The results achieved by the trilayered neural network for both feature sets were comparable to those of the LS-SVM and SVM classifiers (both with RBF), although they were slightly poorer. The LS-SVM method yielded slightly better results when using a reduced feature set, although the standard deviation was also slightly higher. The SVM method with RBF followed a similar pattern. However, the SVM method with a quadratic function produced considerably lower results with the reduced set of features. Notably, using the LS-SVM method with a reduced set of features yielded the most precise classification outcomes. Nevertheless, removing only seven features may not substantially reduce the workload during the classifier’s feature selection and learning phases. Moreover, further decreasing the number of features could potentially hinder the classifier’s performance.
The results of one of the LS-SVM models that underwent K-fold CV training are presented in Table 6. The training set was composed of randomly selected feature vectors from the entire AFDB, and the K-fold CV procedure combined both training and test data in a single record. However, for more realistic, critical, and useful results, individual signals were used as test sets with specific feature vectors determined for each. As seen in Table 6, file 5091 had the smallest F1 measure of 72.73%, while file 4015 had the second smallest F1 score of 84.21%. Most subjects had individual results above 96%. A direct comparison with the results presented in ref. [8] showed that for signals 4015 and 5091 (the worst individual results for AF detection in the sense of the smallest F1 scores), the proposed set of features led to better results. The lowest F1 score here was 72.73%, whereas for reference [8] it was below 30%. Files with a segment ratio of N A F / N s e g close to or below unity exhibited the poorest performance, as evidenced by their achievement of the smallest F1 values. This indicated that the AF sections in the AFDB recordings were shorter than others. The values of the PPV ratio (below 80% in both cases) illustrated the difficulty in detecting episodes of AF. However, if the value of the ratio was more significant (such as in file 6453), the F1 index increased to over 96%.

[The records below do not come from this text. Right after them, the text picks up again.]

Issue #1704, opened 2022-10-20
Clean namespaces, especially for RiemannianMetric


ninamiolane:
### What should be modified?

The attributes and methods of a class should be cleaned, e.g.:

Move RiemannianMetric's
- closest neighbor
- distance pairwise
to another place

Similar question for how to handle linear algebra computations in SymmetricMatrices: for example, use a flag

PR #1742, opened 2022-11-22
[DRAFT] Refactoring complex objects with a flag for field in ["real", "complex"]

sophiaas:
## Checklist

- [X] If neccessary, my code is [vectorized](https://www.geeksforgeeks.org/vectorization-in-python/).
- [ ] I have added apropriate unit tests.
- [X] My PR follows [geomstats coding style](https://github.com/geomstats/geomstats/blob/master/docs/contributing.rst#coding-style-guidelines) and API.
- [X] I have linked to issues and PRs that are relevant to this PR.

## Description

This is a draft of a refactor for complex objects such as ComplexMatrices. Currently, adding a complex object requires duplicating the real object and replacing methods. I propose an alternative in which the basic objects (e.g. Matrices, GeneralLinearGroup) are passed a flag to specify the `field`, which can take a value in `["real", "complex"]`. This flag is checked during certain methods that involve things like the inner product or instantiation of new vectors, which are handled differently for real and complex fields. This will simplify the process of adding new complex-valued objects, and is more consistent with the current strategy for coordinatization. 

Before finishing the refactor, I wanted to raise the proposal and get approval. Please let me know what you think, or if you prefer an alternative approach.

## Issue

This PR addresses the current difficulty of adding new complex-valued objects.

### DIFF
--- a/geomstats/_backend/pytorch/__init__.py
+++ b/geomstats/_backend/pytorch/__init__.py
@@ -86,7 +86,6 @@ cos = _box_unary_scalar(target=_torch.cos)
 cosh = _box_unary_scalar(target=_torch.cosh)
 exp = _box_unary_scalar(target=_torch.exp)
 floor = _box_unary_scalar(target=_torch.floor)
-imag = _box_unary_scalar(target=_torch.imag)
 log = _box_unary_scalar(target=_torch.log)
 real = _box_unary_scalar(target=_torch.real)
 sign = _box_unary_scalar(target=_torch.sign)
@@ -762,3 +761,11 @@ def cross(a, b):
 
 def gamma(a):
     return _torch.exp(_gammaln(a))
+
+
+def imag(a):
+    if not _torch.is_tensor(a):
+        a = _torch.tensor(a)
+    if is_complex(a):
+        return _torch.imag(a)
+    return _torch.zeros(a.shape, dtype=a.dtype)
--- a/geomstats/geometry/positive_reals.py
+++ b/geomstats/geometry/positive_reals.py
@@ -1,0 +1,282 @@
+"""The manifold of positive reals.
+
+This manifold is a particular case in dimension 1
+of the SPD matrices endowed with the SPD affine-invariant metric
+with a power affine coefficient equal to one.
+This manifold is used as part of a product manifold involving
+complex Poincare disks to classify complex stationary centered
+Gaussian autoregressive time series in [Cabanes2022], [Cabanes_CESAR_2019],
+[Cabanes_GSI_2019] and [Cabanes_RADAR_2019].
+This product manifold is called ProductPositiveRealsAndComplexPoincareDisks
+in geomstats. It is a product manifold of complex type, therefore the manifold
+PositiveReals is compatible with complex input points and vectors even if the
+input values should be reals.
+
+
+Lead author: Yann Cabanes.
+
+References
+----------
+.. [Cabanes2022] Yann Cabanes. Multidimensional complex stationary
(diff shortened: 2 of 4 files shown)


lpereira95:
I have mixed feelings here.

I agree there's a lot of code duplication that should be avoided. I'm not sure having a string field variable is the best way to go.

My main points:

1. having to add a lot of ifs everywhere (`if self.field == "real"`) does not feel right. Whenever this happens, it means we should split the class (which is what we have already done).

2. almost everyone (@YannCabanes is the only exception I'm aware of) develops code in geomstats thinking about real data. Having to think about complex numbers (or other fields) when creating a manifold (or changing an existing one as matrices) makes it much harder (too much information to keep in the brain simultaneously). The same applies for debugging. Test will also be harder.

3. method naming will become harder: e.g. should we use `transpose` or  `transconjugate`? why should someone not interested in complex fields care about (or even remember) using `transconjugate`.

4. attributes of a manifold may change for complex or real fields: e.g. `dim` of `Matrices` is $n\times m$, but `dim` of `ComplexMatrices` should probably be $2n\times m$ if we want to be rigourous.

5. backends have much less support for complex numbers that for reals.


After addressing #1704, a lot of the code duplication will disappear in `Matrices` and `ComplexMatrices`.

An alternative way I see to reduce code duplication is to transform some methods in functions and then wrap the functions in method calls in the different objects that need the code.

Note also that for the end user perspective we can have a `field` variable that works as an interface in case we want to somehow hide that `Matrices` and `ComplexMatrices` are different objects.

ninamiolane:
1. Agree. That's the main drawback in my opinion.
2. Partially agree: 
- There are users besides Yann and Sophia waiting for the complex version of geomstats: e.g. for quantum physics and quantum computing.
- The possibility of having many fields is done in Manifolds.jl (see screenshot): there is an interest.
- Since the default is field = "real", the change could be invisible for users. However, it might become apparent in tests, i.e. not invisible for contributors.
4. Partially agree: there are not that many name conflicts. transpose/transconjugate are called "adjoint" for both, yet, SPDMatrices versus HermitianMatrices does pose a name conflict. 
5. Agree.
6. Agree, but that might not be a problem.

> An alternative way I see to reduce code duplication is to transform some methods in functions and then wrap the functions in method calls in the different objects that need the code.

That might become too obscure for contributors.
Screen Shot 2022-11-23 at 9 00 18 AM

How about these classes:
- `_Matrices`: factor the code and has computations that work for all fields
- `_RealMatrices`
- `_ComplexMatrices`
- `Matrices`: interface choosing the field.

lpereira95:
2. I agree with adding support to complex fields. I just think we need to think thoroughly HOW to do it

3. in terms of manifold names I think there will be some `SPD`-`HPD`, `Symmetric`-`Hermitian`, etc. But this does not concern be so much though (we can always create `SPD` by instantiating `HPD` with a real field). I more concerned on method names because used to real fields does not have the nomenclature for complex fields (being it `transconjugate` or `adjoint`: I simply expect `transpose` to be available)

5. Probably not a huge problem, but some casting are sometimes needed for complex fields, which means additional ifs in the code.


Which kind of (inheritance) relationships are you thinking about for  `_Matrices`, `_RealMatrices` and `_ComplexMatrices`?

ninamiolane:
Not entirely sure...

class _Matrices(_VectorSpace)
class _RealMatrices(_Matrices)
class _ComplexMatrices(_Matrices)

where _VectorSpace is also field-agnostic?

lpereira95:
That looks good to me. We will probably require all the abstract classes to be field agnostic.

4.3. Comparison with State-of-the-Art Methods

Several methods, including the proposed algorithm, were evaluated for their effectiveness in detecting atrial fibrillation using the MIT-BIH Atrial Fibrillation Database. The evaluation of the methods was conducted with the utmost rigor, taking into account the variations in features, data window size, and other parameters. The assessment was based on the values of the Acc, F1, Sen, Spec, and PPV parameters, which were carefully analyzed to determine the effectiveness of the methods. The results of this comparative analysis can be found in Table 7. This table provides an overview of the work of researchers on AF detection using the MIT-BIH AFDB database and includes the results obtained using SVM methods. In the study by Andersen [26], five time-domain features were proposed for detecting AF based on inter-beat intervals. These features included three entropy-based measures (sample entropy, coefficient of sample entropy, and Shannon entropy) and two measures based on the characteristics of the RR interval (root mean square of successive difference and normalized root mean square of successive difference). It is important to note that the results were obtained using an SVM classifier. The accuracy of the results varied depending on the duration of the time window and the number of beats used. For a 30-second window, the accuracy obtained was 96.98%, while using up to 300 beats resulted in a slightly lower accuracy of 96.45%.

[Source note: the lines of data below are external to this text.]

Issue #1753, opened 2022-12-08
Make gs.reshape accept float in pytorch 


tramy1258:
I would like to do something like this:

```python
gs.reshape(2, (-1,))
```

It works with all the backends except `pytorch`. For `pytorch` the error message is the following:

`TypeError: reshape(): argument 'input' (position 1) must be Tensor, not int`

Same problem and error in `pytorch` for the function below so it might come down to a same problem.
```python
gs.expand_dims(2, axis=-1)
```

tramy1258:
I have tested your solution and it works well for all backends. Besides that, it also resolves automatically the problem I had with Tensorflow which is the clashing between `float64` in an array and `float32` with single floats, like when users pass a single float for `path(t)` in `geodesic` case.

I also agree that it would be cumbersome to modify such primary behavior, especially when we have this type of workaround.

Thank you for your reply, I will close the issue.

PR #1755, opened 2022-12-12
Add functions and associated tests for Binomial and Exponential Distributions

tramy1258:
## Checklist

- [x] I have linked to issues and PRs that are relevant to this PR.

## Description

Add metric_matrix and geodesic for Binomial and Exponential Distributions as well as associated tests.
Code requires #1753 resolved to work properly with pytorch.


tramy1258:
1. I have added 
* `metric_matrix`, `geodesic`, `exp` and `log` for `BinomialMetric` and `ExponentialMetric`.
* `test_metric_matrix` and `test_geodesic_symmetry`  and associated data for `TestBinomialMetric` and `TestExponentialMetric`.

2. I have also modified the output shape of `squared_dist` so that `test_dist_is_norm_of_log` is successful, this should not affect other functions and tests.

3. I have skipped
* `test_log_after_exp` for `TestBinomialMetric` because this leads to testing something of format `a==arcsin(sin(a))`, which is not always true because the latter is often restricted to `[-pi/2, pi/2]`.
* `test_exp_geodesic_ivp` for both classes because this uses `tangent_vec` as a vector `(...,)` instead of an array `(...,1)`, which is not coherent with other functions using `tangent_vec`.
* a case of `test_point_to_pdf` where `k` is a 2D array for both classes. Specifically, when something like this `dict(point=self.Space().random_point(2), n_samples=3)` is given as data, then `samples` in `test_point_to_pdf` will be of shape `(2,3)` and we then call `pdf(samples)` while `pdf` should only work with vectors.

geomstats/information_geometry/binomial.py
```diff
@@ -181,18 +175,240 @@ def squared_dist(self, point_a, point_b, **kwargs):
...
+            )
+        if n_initial_tangent_vecs > n_initial_points > 1:
+            raise ValueError(
+                "For several initial tangent vectors, "
+                "specify either one or the same number of "
+                "initial points."
+            )
+
+        c = gs.arcsin(gs.sqrt(initial_point))
+        K = initial_tangent_vec / (
```
alebrigant, line 248: We try to avoid single letters for variable names. Maybe change to `constant_a` and `constant_b` or `intercept` and `slope` or anything else that seems relevant.

geomstats/information_geometry/binomial.py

The papers [4,32] proposed using only the heart rhythm signal to gather information. Five features of the heart rhythm signal were used in ref. [32] along with a simple linear classifier. This approach achieved Sen, Spec, PPV, and Acc values of 95.42%, 96.12%, 94.97%, and 95.62%, respectively, for a window width of 130 beats. Czabański’s work [4] demonstrated a significant expansion of the HR signal parameter set. The LSVM classifier used in this study produced some of the highest classification results to date, with a sensitivity of 98.94%, specificity of 98.8%, positive predictive value of 98.39%, accuracy of 98.86%, and F1 score of 98.66%. An additional aggregation stage was included in the research to provide even more reliable information on patient risk. It is worth noting that Czabański’s work [4] used a Lagrangian SVM classifier instead of the LS-SVM classifier utilized in our approach.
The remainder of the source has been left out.